--- START ---

PR #5499, opened 2026-08-20
Bump Go toolchain to 1.26.5

frzifus:
## Summary
- Bumps Go toolchain from 1.26.3 to 1.26.5 in `go.mod` and `cmd/otel-allocator/integrationtest/go.mod` (CVE-2026-39822, CVE-2026-42505)
- Adds a Renovate custom manager to automatically open PRs for future Go patch version bumps in `go.mod` files. Minor version bumps are left for manual upgrade.

### DIFF
--- a/cmd/otel-allocator/integrationtest/go.mod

--- END ---

> [Problem requirements] Would you restate the records word for word?

> [Solution to this exercise]
PR #5499, opened 2026-08-20
Bump Go toolchain to 1.26.5

frzifus:
## Summary
- Bumps Go toolchain from 1.26.3 to 1.26.5 in `go.mod` and `cmd/otel-allocator/integrationtest/go.mod` (CVE-2026-39822, CVE-2026-42505)
- Adds a Renovate custom manager to automatically open PRs for future Go patch version bumps in `go.mod` files. Minor version bumps are left for manual upgrade.

### DIFF
--- a/cmd/otel-allocator/integrationtest/go.mod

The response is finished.